> _How to complete this task_
Look through the entries below. Say how many lines include "level", with nothing added.

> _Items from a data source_

PR #3212, opened 2026-08-27
feat(mcp): implement modern era conversation handling

### LINKED ISSUE #3185: [Feature Request]: mcp 2.0 — support stateless requests (protocol revision 2026-07-28)

Protocol revision 2026-07-28 allows a request to be served with no handshake — no `initialize`, no session to keep. `mcp` 2.0 exposes this as `stateless_http=` on `Server.streamable_http_app()` and `stateless=` on `StreamableHTTPSessionManager`. ag2 sets neither, so every served agent still pays for a session it may not need.

Two places care:

- `ag2.mcp.MCPServer` — serving an `Agent` as an MCP server. Whether a session is meaningful depends on whether the agent's state is expected to persist across calls, which is a real design question rather than a flag.
- `ag2.acp.tool_gateway` — the embedded in-process HTTP MCP server that exposes tools to CLI agents. This one is a much clearer win: it is short-lived and per-request by nature, and the handshake is pure overhead.

Evaluate stateless serving for both, and expose it where it makes sense. The gateway is the place to start, since it has no cross-call state to lose.

### Additional context

Sub-issue of #3183.

vvlrff:

`MCPServer(sessions=True)` promises what its docstring says: each client keeps its own
conversation history, accumulating across `tools/call` invocations. That promise held only
for **handshake-era** clients. A **modern-era** client — protocol revision 2026-07-28 — got
one of two wrong behaviours, and was told about neither:

- **Over HTTP:** the revision has no protocol-level session and issues no session id, so
  every call started from an empty history. Multi-turn silently stopped working — nothing
  logged, nothing errored, the tool still answered.
- **Over stdio:** the conversation fell back to a per-process sentinel, so history was keyed
  on **process identity**. The 2026-07-28 spec states that connections do not represent
  conversations, that clients may interleave unrelated requests on one transport, and that
  servers must not use connection or process identity to establish context. A modern-era
  stdio client doing exactly what the spec permits got its unrelated requests folded into one
  accumulating history.

### What changed

Continuity stops riding on the transport and becomes something the caller names. The
conversational tool gains an optional `conversation` argument holding an opaque handle: omit
it and the call starts fresh (the server mints a handle and returns it), pass it back and the
conversation continues. This is the mechanism 2026-07-28 prescribes for cross-call state, and
it works in both eras on every transport.

| `conversation` passed | handshake era (≤ 2025-11-25) | modern era (2026-07-28) |
|---|---|---|
| yes | history keyed by handle | history keyed by handle |
| no  | history keyed by the MCP session (per-process over stdio) | a fresh conversation each call |

The process-identity fallback is withdrawn from the modern era only — that is the
non-conformance fix. Handshake-era keying is kept, because there the session genuinely exists
at the protocol level and keying on it is what those revisions prescribe.

### What this looks like for the user

`sessions` and `stateless` are two independent knobs, and the names invite conflating them.
`stateless` is about the **transport** — whether the HTTP layer issues an `mcp-session-id`.
`sessions` is about **history** — whether the server keeps conversations at all. Neither
signature changed; the whole surface is still:

```python
app = MCPServer(agent)                                       # default: conversations on
app = MCPServer(agent, stateless=True)                        # no transport session
app = MCPServer(agent, sessions=False)                        # no histories at all
app = MCPServer(agent, sessions=SessionConfig(max_sessions=256, ttl=3600.0))
```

> _Reply to the exercise_
2